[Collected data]
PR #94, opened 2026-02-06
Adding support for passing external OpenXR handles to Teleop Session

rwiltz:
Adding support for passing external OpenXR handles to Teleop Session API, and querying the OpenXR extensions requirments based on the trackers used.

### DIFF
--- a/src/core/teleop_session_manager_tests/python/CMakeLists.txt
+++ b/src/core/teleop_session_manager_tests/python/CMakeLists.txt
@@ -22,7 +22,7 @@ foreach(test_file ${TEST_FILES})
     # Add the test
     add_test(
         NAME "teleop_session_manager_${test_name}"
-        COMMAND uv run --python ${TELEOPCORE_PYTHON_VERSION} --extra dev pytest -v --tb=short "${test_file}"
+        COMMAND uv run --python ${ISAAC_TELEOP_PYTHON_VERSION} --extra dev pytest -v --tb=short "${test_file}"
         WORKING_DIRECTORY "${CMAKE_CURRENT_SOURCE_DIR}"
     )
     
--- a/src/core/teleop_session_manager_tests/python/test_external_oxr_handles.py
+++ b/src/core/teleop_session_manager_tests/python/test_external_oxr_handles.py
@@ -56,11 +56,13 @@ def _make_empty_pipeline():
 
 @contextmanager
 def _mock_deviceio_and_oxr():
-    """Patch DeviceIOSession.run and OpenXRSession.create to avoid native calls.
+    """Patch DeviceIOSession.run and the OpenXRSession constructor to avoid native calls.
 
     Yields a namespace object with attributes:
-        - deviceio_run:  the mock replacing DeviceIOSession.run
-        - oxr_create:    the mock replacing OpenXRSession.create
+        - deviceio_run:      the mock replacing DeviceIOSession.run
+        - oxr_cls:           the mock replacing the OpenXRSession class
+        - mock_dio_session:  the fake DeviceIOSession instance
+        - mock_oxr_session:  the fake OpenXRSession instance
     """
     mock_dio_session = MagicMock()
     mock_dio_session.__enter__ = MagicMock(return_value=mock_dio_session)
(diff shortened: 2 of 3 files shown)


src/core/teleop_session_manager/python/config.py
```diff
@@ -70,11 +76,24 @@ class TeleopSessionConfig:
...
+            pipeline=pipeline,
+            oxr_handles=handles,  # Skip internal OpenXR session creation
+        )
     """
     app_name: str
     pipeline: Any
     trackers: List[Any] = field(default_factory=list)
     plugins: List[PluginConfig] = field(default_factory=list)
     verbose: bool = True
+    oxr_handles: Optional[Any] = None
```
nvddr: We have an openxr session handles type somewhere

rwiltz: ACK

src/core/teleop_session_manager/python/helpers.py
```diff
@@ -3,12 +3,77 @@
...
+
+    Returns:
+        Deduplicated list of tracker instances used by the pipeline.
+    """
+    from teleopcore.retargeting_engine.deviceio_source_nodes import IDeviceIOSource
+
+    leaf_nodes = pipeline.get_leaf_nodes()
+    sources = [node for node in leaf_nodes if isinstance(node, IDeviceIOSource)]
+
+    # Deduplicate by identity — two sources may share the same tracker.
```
* * *
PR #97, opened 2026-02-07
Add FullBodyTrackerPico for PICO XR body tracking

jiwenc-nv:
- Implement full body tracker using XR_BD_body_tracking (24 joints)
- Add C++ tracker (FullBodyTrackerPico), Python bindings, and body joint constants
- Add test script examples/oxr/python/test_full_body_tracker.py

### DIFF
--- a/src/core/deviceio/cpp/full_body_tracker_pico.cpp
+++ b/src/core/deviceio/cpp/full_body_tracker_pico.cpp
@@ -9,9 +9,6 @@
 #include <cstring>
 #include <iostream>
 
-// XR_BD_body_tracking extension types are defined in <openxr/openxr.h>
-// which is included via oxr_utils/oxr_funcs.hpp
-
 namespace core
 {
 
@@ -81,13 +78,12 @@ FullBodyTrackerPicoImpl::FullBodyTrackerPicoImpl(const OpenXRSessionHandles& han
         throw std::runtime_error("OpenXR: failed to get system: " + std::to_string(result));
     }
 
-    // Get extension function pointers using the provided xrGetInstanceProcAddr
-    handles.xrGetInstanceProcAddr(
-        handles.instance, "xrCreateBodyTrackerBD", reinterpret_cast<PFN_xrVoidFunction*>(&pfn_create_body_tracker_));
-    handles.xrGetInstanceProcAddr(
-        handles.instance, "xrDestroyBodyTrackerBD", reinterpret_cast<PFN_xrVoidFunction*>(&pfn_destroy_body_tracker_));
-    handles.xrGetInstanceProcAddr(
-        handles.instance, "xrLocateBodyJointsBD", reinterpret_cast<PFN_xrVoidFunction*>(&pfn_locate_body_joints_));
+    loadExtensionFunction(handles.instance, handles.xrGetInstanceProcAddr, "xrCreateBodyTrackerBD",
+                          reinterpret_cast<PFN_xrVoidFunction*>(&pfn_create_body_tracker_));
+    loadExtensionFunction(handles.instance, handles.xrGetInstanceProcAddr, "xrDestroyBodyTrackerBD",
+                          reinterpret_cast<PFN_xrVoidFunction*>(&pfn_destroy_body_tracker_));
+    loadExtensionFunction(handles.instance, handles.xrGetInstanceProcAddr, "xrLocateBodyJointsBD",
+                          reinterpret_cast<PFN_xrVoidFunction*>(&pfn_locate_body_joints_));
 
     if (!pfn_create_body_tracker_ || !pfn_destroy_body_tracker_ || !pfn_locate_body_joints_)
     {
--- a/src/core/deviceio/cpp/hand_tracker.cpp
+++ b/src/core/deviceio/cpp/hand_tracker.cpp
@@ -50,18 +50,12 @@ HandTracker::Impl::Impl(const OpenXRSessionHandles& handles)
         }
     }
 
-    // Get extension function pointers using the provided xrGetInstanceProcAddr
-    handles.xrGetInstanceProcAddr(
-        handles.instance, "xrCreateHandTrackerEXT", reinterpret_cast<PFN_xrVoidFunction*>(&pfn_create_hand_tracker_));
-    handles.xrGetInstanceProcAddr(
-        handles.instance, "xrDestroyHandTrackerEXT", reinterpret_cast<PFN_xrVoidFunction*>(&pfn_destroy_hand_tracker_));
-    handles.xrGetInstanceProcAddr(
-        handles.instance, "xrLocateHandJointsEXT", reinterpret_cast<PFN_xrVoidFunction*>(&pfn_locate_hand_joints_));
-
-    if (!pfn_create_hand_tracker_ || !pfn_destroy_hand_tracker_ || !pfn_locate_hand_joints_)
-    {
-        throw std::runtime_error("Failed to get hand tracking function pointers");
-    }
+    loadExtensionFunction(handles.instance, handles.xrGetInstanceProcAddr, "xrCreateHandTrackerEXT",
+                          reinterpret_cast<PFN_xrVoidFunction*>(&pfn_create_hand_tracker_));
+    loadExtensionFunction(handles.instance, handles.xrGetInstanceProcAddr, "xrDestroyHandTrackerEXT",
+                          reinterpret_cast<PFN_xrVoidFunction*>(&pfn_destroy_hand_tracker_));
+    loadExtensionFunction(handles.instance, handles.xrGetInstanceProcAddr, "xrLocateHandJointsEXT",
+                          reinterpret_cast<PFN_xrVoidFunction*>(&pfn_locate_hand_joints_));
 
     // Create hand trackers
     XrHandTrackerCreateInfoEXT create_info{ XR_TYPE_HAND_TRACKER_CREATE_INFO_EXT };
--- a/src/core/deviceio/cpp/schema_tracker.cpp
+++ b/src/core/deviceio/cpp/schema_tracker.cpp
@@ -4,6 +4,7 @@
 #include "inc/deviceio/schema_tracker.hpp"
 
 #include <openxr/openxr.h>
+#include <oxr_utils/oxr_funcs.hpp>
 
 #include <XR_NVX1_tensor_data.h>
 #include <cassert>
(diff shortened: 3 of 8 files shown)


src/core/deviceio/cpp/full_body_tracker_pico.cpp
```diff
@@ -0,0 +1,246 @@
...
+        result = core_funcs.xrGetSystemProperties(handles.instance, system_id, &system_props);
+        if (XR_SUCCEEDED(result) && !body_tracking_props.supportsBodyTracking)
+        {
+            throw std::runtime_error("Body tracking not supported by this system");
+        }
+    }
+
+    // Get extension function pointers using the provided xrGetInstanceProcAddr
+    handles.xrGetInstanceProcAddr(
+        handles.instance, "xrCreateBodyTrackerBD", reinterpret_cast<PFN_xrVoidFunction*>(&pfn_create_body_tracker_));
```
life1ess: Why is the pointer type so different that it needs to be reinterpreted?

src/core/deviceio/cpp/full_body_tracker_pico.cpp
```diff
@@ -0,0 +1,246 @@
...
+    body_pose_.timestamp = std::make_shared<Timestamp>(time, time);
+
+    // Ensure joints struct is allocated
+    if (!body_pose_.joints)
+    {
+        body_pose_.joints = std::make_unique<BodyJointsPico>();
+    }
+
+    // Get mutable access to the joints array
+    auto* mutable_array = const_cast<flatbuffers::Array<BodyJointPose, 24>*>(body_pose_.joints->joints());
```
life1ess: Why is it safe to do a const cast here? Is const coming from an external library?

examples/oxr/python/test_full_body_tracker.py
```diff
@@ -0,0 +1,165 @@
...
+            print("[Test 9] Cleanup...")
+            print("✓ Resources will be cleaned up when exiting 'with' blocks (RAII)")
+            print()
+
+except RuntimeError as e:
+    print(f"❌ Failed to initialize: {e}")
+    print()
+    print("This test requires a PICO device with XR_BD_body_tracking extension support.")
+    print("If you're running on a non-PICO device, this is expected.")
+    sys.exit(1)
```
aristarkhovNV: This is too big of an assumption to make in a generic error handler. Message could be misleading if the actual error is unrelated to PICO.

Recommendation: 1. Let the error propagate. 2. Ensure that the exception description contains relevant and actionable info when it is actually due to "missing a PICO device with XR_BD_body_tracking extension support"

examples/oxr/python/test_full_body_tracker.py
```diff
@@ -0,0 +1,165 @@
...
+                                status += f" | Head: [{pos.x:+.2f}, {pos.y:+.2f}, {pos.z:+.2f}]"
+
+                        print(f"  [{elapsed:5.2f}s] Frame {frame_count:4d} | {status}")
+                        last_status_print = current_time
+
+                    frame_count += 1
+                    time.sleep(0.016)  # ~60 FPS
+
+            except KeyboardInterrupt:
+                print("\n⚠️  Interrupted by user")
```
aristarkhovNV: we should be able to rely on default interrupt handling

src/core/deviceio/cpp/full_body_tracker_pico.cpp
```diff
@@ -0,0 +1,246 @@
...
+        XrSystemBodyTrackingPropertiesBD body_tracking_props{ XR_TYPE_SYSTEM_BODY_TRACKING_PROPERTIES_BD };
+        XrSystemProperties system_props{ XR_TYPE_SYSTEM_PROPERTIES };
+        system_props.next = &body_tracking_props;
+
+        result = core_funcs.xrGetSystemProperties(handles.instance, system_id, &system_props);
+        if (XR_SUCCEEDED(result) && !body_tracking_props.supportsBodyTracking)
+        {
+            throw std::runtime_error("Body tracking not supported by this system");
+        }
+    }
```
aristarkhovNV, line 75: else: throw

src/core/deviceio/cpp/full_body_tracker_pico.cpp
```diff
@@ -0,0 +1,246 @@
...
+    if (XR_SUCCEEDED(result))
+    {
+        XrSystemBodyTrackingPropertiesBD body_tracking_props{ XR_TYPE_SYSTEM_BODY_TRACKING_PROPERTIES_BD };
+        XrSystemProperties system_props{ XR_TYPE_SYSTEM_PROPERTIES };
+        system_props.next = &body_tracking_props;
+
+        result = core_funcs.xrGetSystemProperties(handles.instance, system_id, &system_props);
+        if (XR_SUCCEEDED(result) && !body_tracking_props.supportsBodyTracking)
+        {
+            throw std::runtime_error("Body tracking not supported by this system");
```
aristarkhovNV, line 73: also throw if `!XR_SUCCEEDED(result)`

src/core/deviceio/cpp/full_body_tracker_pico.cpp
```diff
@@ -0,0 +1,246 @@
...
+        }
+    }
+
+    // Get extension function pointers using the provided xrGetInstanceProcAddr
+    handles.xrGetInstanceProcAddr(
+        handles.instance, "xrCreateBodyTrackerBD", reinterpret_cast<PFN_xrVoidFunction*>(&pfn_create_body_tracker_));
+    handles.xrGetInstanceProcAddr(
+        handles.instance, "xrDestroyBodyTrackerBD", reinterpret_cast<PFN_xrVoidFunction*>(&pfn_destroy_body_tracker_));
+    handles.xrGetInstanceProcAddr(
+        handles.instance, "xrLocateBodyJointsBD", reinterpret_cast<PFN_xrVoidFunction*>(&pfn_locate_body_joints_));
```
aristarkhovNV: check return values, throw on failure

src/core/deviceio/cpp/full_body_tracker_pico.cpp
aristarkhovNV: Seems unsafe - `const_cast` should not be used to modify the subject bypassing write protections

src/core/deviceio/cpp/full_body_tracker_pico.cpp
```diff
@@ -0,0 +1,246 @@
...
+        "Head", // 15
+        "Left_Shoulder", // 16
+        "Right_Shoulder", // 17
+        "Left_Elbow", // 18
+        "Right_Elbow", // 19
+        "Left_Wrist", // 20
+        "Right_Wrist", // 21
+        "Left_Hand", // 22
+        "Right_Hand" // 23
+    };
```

[TASK DESCRIPTION]
Search the data for the string "that" and copy each line where it appears.

[EXERCISE SOLUTION]
life1ess: Why is the pointer type so different that it needs to be reinterpreted?
Recommendation: 1. Let the error propagate. 2. Ensure that the exception description contains relevant and actionable info when it is actually due to "missing a PICO device with XR_BD_body_tracking extension support"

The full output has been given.